We validated the fabricated diffractive camera design using a THz continuous wave scanning system. The phase values of the diffractive layers were first converted into height maps using the refractive index of the 3D printer material. Then, the layers were printed using a 3D printer (Pr 110, CADworks3D). A layer holder that sets the positions of the input plane, output plane, and each diffractive layer was also 3D printed (Objet30 Pro, Stratasys) and assembled with the printed layers. The test objects were 3D printed (Objet30 Pro, Stratasys) and coated with aluminum foil to define the transmission areas.

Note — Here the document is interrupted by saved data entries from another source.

PR #7938, opened 2021-01-22
Fix bug with Hidden Power desc for past gens

Spandamn:


TheImmortal:
I think @Zarel would say use `move.realMove` instead of hardcoding

Spandamn:
it wasnt much of a difference really

Spandamn:
well merge it i guess

DaWoblefet:
@Spandamn I just tried your fix locally and it doesn't work:

image

Spandamn:
Hmmm, looks like a client-server bug

PR #7939, opened 2021-01-22
Default sendhtmlpage to all connections

TheMezStrikes:
figured this was fine given Zarel's comment on https://www.smogon.com/forums/posts/8687858


Zarel:
Thanks!

PR #7944, opened 2021-01-23
UNO: Fix turn order after a disqualification

Distrib-ps:
Fix this bug : https://www.smogon.com/forums/threads/bug-reports-v4-read-original-post-before-posting.3663703/post-8727895


AnnikaCodes:
Have you tested this locally?

Distrib-ps:
Yes

PR #7948, opened 2021-01-25
Chat: Implement Discord spoilers

monsanto:
Mostly so A/M can say "spoilers work like Discord", instead of teaching them a new syntax.

Added a new span type `'|'` instead of reusing `'spoiler'` so as to avoid unwanted interactions in `popAllSpans`.


mia-pi-git:
Should be noted you'll need to change the client rendering as well (this is only for like, serverside stuff, not chat messages :p)

monsanto:
Also, the rest of PS staff may want to discuss this before it is merged, so we can let it sit for a bit. Just felt like getting the work out of the way

Zarel (approved):
I agreed with this when chaos suggested it, and I'm happy with the implementation. I'll wait in case the staff has problems with it, but as far as I'm aware, this is fine in its current state.

AnnikaCodes:
Has this been mentioned in the Staff room? As far as I know, only programmers and the Upper Staff discord are aware of it. I support it fwiw.

AnnikaCodes:
I asked Staff room and they're fine with this as long as we help rooms who use regex to ban spoiler tags.

Zarel:
Yeah, there's no reason to stall on this. The only hard part will be recompiling for client.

The experimental setup is illustrated in Fig. 7a. The THz source used in the experiment was a WR2.2 modular amplifier/multiplier chain (AMC) with a compatible diagonal horn antenna (Virginia Diode Inc.). The input of AMC was a 10 dBm RF input signal at 11.1111 GHz (*f*_{RF1}) and after being multiplied 36 times, the output radiation was at 0.4 THz. The AMC was also modulated with a 1 kHz square wave for lock-in detection. The output plane of the diffractive camera was scanned with a 1 mm step size using a single-pixel Mixer/AMC (Virginia Diode Inc.) detector mounted on an XY positioning stage that was built by combining two linear motorized stages (Thorlabs NRT100). A 10 dBm RF signal at 11.083 GHz (*f*_{RF2}) was sent to the detector as a local oscillator to down-convert the signal to 1 GHz. The down-converted signal was amplified by a low-noise amplifier (Mini-Circuits ZRL-1150-LN+) and filtered by a 1 GHz (± 10 MHz) bandpass filter (KL Electronics 3C40-1000/T10-O/O). Then the signal passed through a tunable attenuator (HP 8495B) for linear calibration and a low-noise power detector (Mini-Circuits ZX47-60) for absolute power detection. The detector output was measured by a lock-in amplifier (Stanford Research SR830) with the 1 kHz square wave used as the reference signal. Then the lock-in amplifier readings were calibrated into linear scale. A digital 2 × 2 binning was applied to each measurement of the intensity field to match the training feature size used in the design phase.